Centres étrangers - Séries générales - Juin
1996
Maupassant Guy de, Sur l'eau, 1888
J'ai la peur et la haine des lettres ; ce sont des liens. Ces petits carrés de papier qui portent mon nom me semblent faire, quand je les déchire, un bruit de chaînes, le bruit des chaînes qui m'attachent aux vivants que j'ai connus, que je connais.
Toutes me disent, bien qu'écrites par des mains différentes. "Où êtes-vous ? Que faites-vous ? Pourquoi disparaître ainsi sans annoncer où vous allez ? Avec qui vous cachez-vous ?" Une autre ajoutait : "Comment voulez-vous qu'on s'attache à vous si vous fuyez toujours vos amis ; c'est même blessant pour eux..."
Eh bien ! qu'on ne s'attache pas à moi ! Personne ne comprendra donc l'affection sans y joindre une idée de possession et de despotisme. Il semble que les relations ne puissent exister sans entraîner avec elles des obligations, des susceptibilités et un certain degré de servitude. Dès qu'on a souri aux politesses d'un inconnu, cet inconnu a barres sur vous 1, s'inquiète de ce que vous faites et vous reproche de le négliger. Si nous allons jusqu'à l'amitié, chacun s'imagine avoir des droits ; les rapports deviennent des devoirs et les liens qui nous unissent semblent terminés avec des noeuds coulants.
Cette inquiétude affectueuse, cette jalousie soupçonneuse, contrôleuse, cramponnante des êtres qui se sont rencontrés et qui se croient enchaînés l'un à l'autre parce qu'ils se sont plu, n'est faite que de la peur harcelante de la solitude qui hante les hommes sur cette terre.
Chacun de nous, sentant le vide autour de lui, le vide insondable où s'agite son coeur, où se débat sa pensée va comme un fou, les bras ouverts, les lèvres tendues, cherchant un être à étreindre. Et il étreint à droite, à gauche, au hasard, sans savoir, sans regarder, sans comprendre, pour n'être plus seul. Il semble dire, dès qu'il a serré les mains : "Maintenant vous m'appartenez un peu. Vous me devez quelque chose de vous, de votre vie, de votre pensée, de votre temps." Et voilà pourquoi tant de gens croient s'aimer qui s'ignorent entièrement, tant de gens vont les mains dans les mains ou la bouche sur la bouche, sans avoir pris le temps même de se regarder. Il faut qu'ils aiment, pour n'être plus seuls, qu'ils aiment d'amitié, de tendresse, mais qu'ils aiment pour toujours. Et ils le disent, jurent, s'exaltent, versent tout leur coeur dans un coeur inconnu, trouvé la veille, toute leur âme dans une âme de rencontre dont le visage leur a plu. Et, de cette hâte à s'unir, naissent tant de méprises, de surprises, d'erreurs et de drames.

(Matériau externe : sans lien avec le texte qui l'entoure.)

Issue #526, opened 2015-11-15
create a general view manager component


devoncarew:
- tabbed views
- if there's just one tab, then we don't show the tab chrome

Issue #394, opened 2015-10-05
UI nits for the run contexts/outputs


sethladd:
![screen shot 2015-10-05 at 2 52 40 pm](https://cloud.githubusercontent.com/assets/5479/10294723/f6b51f58-6b70-11e5-8d9c-dd62843eafa4.png)

I think I understand the bug to me "click me to debug this". Is that accurate?

Is the white square next to that supposed to me "stop"? If so, might I suggest using Red ? It took me a while to guess what the white square is. There's no hover-over hint, either.

It's not clear these are tabs, but I think they are supposed to be tabs? That is, select one to see the output of that thing.

I'm really concerned I have what appears to be four mobile apps running. Is that true? What's supposed to happen after I run a Flutter app repeatedly ?

Not clear if there's an "active" tab? Which tab means "the app running on your phone right now" ?

devoncarew:
Thanks for the feedback! There's lot to iterate on here.

The selected tab is the blue one. We could make it clearer that these are tabs. I didn't want to take up as much space as a normal tab would have.

We should be re-cycling flutter runs, so you normally won't see this many running applications.

Can add some tooltips to help users know what's going on.

sethladd:
recycling: yes, one tab per app

What does "flutter" mean, in the tab? How does it know that it's a flutter app? And shouldn't it be "Flutter" ?

Selecting different tabs doesn't change the app on my phone. Though it changes what tab is blue. But maybe this is solved when we start recycling tabs.

devoncarew:
Urk. It is changing the running app, they're all just showing the same text, and don't update the scroll position as you cycle between apps. Definitely needs UI work.

devoncarew:
- changed to re-cycle the flutter launch - you shouldn't see more than one flutter launch at a time now
- add some UI to make it clearer that the badges act as tabs (an underline beneath the tabs)
- save the scroll position when switching between tabs
- `flutter` is the type of launch. If run run a command-line app, you'll see `cli`
- tooltips added to help make it clearer what the button do
- I experimented with using red for the stop button - it didn't play well with the background color. We do have some constraints with the colors - we have to stay to a particular palette of colors, which themes can swap out. Will keep an eye out for usability improvements to the buttons

sethladd:
> you'll see cli

I haven't seen this in action yet, but should we consider "Dart CLI" ? I don't know if the "Dart" context will be obvious...

> I experimented with using red for the stop button - it didn't play well with the background color

[...]

PR #536, opened 2015-11-18
Viewgroup

devoncarew:
Re-write our view management to use real tabs.

- fix https://github.com/dart-atom/dartlang/issues/526
- use the tabs control from atom
- when there's just one tab in a group, don't show the tabs control, just the content
- when there are no tabs, hide the tabbed container completely


devoncarew:
fix https://github.com/dart-atom/dartlang/issues/435
fix https://github.com/dart-atom/dartlang/issues/394

PR #596, opened 2015-12-01
Update status view

devoncarew:
Remove existing status dialogs in favor of the status view:
- moved the 'show sdk status' dialog functionality into the new status view sidebar
- moved the 'analysis server status' dialog functionality into the new status view sidebar
- delete the old dialogs
- add a new strobe component in support of the status view
- improve the messaging when we try and auto-locate the sdk

@danrubel 

screen shot 2015-12-01 at 11 59 04 am


lib/sdk.dart
```diff
@@ -335,8 +324,10 @@ class SdkLocationJob extends Job {
 
   SdkLocationJob(this.sdkManager) : super('Auto locate SDK');
 
+  bool get quiet => true;
```
danrubel: Is this used anywhere?

danrubel:
LGTM

lib/sdk.dart
devoncarew: Yup, it's an override from the parent. It indicates that a 'success' toast should not be shown after the job finishes.

PR #602, opened 2015-12-02
improve the analysis server status view

devoncarew:
Improve the analysis server status view. Use the info from the `diagnostic.getDiagnostics` call.

screen shot 2015-12-02 at 11 00 08 am

@danrubel @pq


lib/js.dart
```diff
@@ -39,7 +41,18 @@ dynamic jsObjectToDart(JsObject obj) {
     String str = _browserJson.callMethod('stringify', [obj]);
     return JSON.decode(str);
   } catch (e, st) {
-    _logger.severe('toDartObjectViaWizardy', e, st);
+    _logger.severe('jsObjectToDart', e, st);
+  }
+}
+
+dynamic dartObjectToJS(dynamic obj) {
```
danrubel: Where is this used? Just trying to learn the system :)

danrubel:
LGTM

lib/js.dart
devoncarew: Ah, this and the `uncrackDart2js` method above I added when I was working to put a JS charting library into the analysis server view (http://www.chartjs.org/). We decided to pull it out to re-focus on giving the user more actionable info. I still want to keep the JS methods, since they were useful then and may be again :)

pq:
Late to the party but :+1: !

Issue #617, opened 2015-12-07
add the ability to pass arbitrary cli options to the analysis server


devoncarew:
@bwilkerson

PR #618, opened 2015-12-07
add the ability to specify arbitrary cli options to the analysis server

devoncarew:
- add the ability to specify arbitrary cli options to the analysis server
- fix https://github.com/dart-atom/dartlang/issues/617

@danrubel @bwilkerson


danrubel:
LGTM

lib/analysis_server.dart
```diff
@@ -546,14 +547,27 @@ class _AnalysisServerWrapper extends Server {
...
+    if (AnalysisServer.startWithDiagnostics) {
       arguments.add('--port=${AnalysisServer.DIAGNOSTICS_PORT}');
       _logger.info('analysis server diagnostics available at '
           '${AnalysisServer.diagnosticsUrl}.');
     }
 
+    // Start in checked mode?
     if (AnalysisServer.useChecked) {
-      arguments.insert(0, '--checked');
+      arguments.add('--checked');
```
bwilkerson: I think this change is wrong. The `--checked` is a VM argument, so it really does need to come before the other arguments. (Similar issue in entry.dart.js.)

bwilkerson:
LGTM

lib/analysis_server.dart
devoncarew: Thanks; updated.

devoncarew:
In order to pass arbitrary options to the analysis server, edit your `config.cson` file (Atom > Open your Config`), and in the `dartlang` section, add a value for `analysisServerOptions`. This can either be a string with space separated values for separate options, or a cson array `["--foo", "--bar"]`.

Ainsi que nous restons seuls, malgré tous nos efforts, de même nous restons libres malgré toutes les étreintes. Personne, jamais, n'appartient à personne. On se prête, malgré soi, à ce jeu coquet ou passionné de la possession, mais on ne se donne jamais. L'homme, exaspéré par ce besoin d'être le maître de quelqu'un, a institué la tyrannie, l'esclavage et le mariage. Il peut tuer, torturer, emprisonner, mais la volonté humaine lui échappe toujours, quand même elle a consenti quelques instants à se soumettre.
Est-ce que les mères possèdent leurs enfants ? Est-ce que le petit être, à peine sorti du ventre, ne se met pas à crier pour dire ce qu'il veut, pour annoncer son isolement et affirmer son indépendance ?
Est-ce qu'une femme vous appartient jamais ? Savez-vous ce qu'elle pense, même si elle vous adore ? Baisez sa chair, pâmez-vous sur ses lèvres. Un mot sorti de votre bouche ou de la sienne, un seul mot suffira pour mettre entre vous une implacable haine !
QUESTIONS (10 points)
1) Quelle utilisation des pronoms permet à Maupassant de présenter comme généraux des points de vue qui lui sont en fait très personnels ? (3 pts)
2) Citez la formule restrictive présente dans le quatrième paragraphe. (Cette inquiétude affectueuse ). Quelle est sa valeur argumentative ? (2 pts)
3) Quelles sont les principales idées avancées successivement dans ce texte ? (3 pts)
4) Comparez le rôle respectif des interrogatives dans le second et dans les deux derniers paragraphes du texte. (3 pts)
TRAVAIL D'ÉCRITURE (10 points)
Réfutez l'opinion de Maupassant selon laquelle les liens qui nous rattachent à autrui constituent une entrava à notre liberté.